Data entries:
PR #2585, opened 2023-08-12
Replace `BOOST_PP_CAT` with `TF_PP_CAT`

nvmkuruc:
### Description of Change(s)
`BOOST_PP_CAT` can be replaced with `TF_PP_CAT` in many places, reducing the dependency of OpenUSD on boost.

### Fixes Issue(s)
- 


jesschimein:
Filed as internal issue #USD-8582

PR #2590, opened 2023-08-14
Implement `sdf/types.h` internal unit macros with variadics instead of `BOOST_PP_LIST`

nvmkuruc:
### Description of Change(s)
By changing `_SDF_UNITS` to a variadic tuple instead of a `BOOST_PP_LIST`, several internal macros in `pxr/usd/sdf/types.h` can be implemented in terms of existing `tf/preprocessorUtilsLite.h` macros.  Removing these macros reduces the project's dependency on several boost preprocessor headers (like `boost/preprocessor/list`).

This change additionally converts some size macros to `constexpr` variables and C-style arrays to `std::array`.  The `constexpr` changes avoids expanding the macro in multiple places and localizes error messages.  `std::array` is preferred per the C++ Core Guidelines (https://isocpp.github.io/CppCoreGuidelines/CppCoreGuidelines#slcon1-prefer-using-stl-array-or-vector-instead-of-a-c-array) and its usage simplified the migration.

### Fixes Issue(s)
-


jesschimein:
Filed as internal issue #USD-8587

PR #2592, opened 2023-08-15
Make `Sdf_LayerRegistry::FindByIdentifier` private

nvmkuruc:
### Description of Change(s)
Layer identifiers when multiple contexts are bound are not guaranteed to be unique. As such, `FindByIdentifier` may not return the intended result.  It's only used once externally (in a `TF_VERIFY` statement).  This updates that statement to use `Find` with an explicitly resolved path and makes `FindByIdentifier` private.

Simplifying the public API for `Sdf_LayerRegistry` will help the boost removal effort by scoping what kind of queries the replacement data structure needs to support.

### Fixes Issue(s)
-


jesschimein:
Filed as internal issue #USD-8591

PR #2593, opened 2023-08-15
Fix Windows dll-interface warnings (C4251) for clients of `TfSingleton`

andrewkaufman:
### Description of Change(s)

The `std::atomic` is a private implementation detail and is inaccessible by clients of `TfSingleton`.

#### [About this task]
Using the entries above, repeat only the lines from the one containing "This change additionally" through the one containing "PR #2592, opened 2023-08-15", end lines included.

#### [Result below]
This change additionally converts some size macros to `constexpr` variables and C-style arrays to `std::array`.  The `constexpr` changes avoids expanding the macro in multiple places and localizes error messages.  `std::array` is preferred per the C++ Core Guidelines (https://isocpp.github.io/CppCoreGuidelines/CppCoreGuidelines#slcon1-prefer-using-stl-array-or-vector-instead-of-a-c-array) and its usage simplified the migration.

### Fixes Issue(s)
-


jesschimein:
Filed as internal issue #USD-8587

PR #2592, opened 2023-08-15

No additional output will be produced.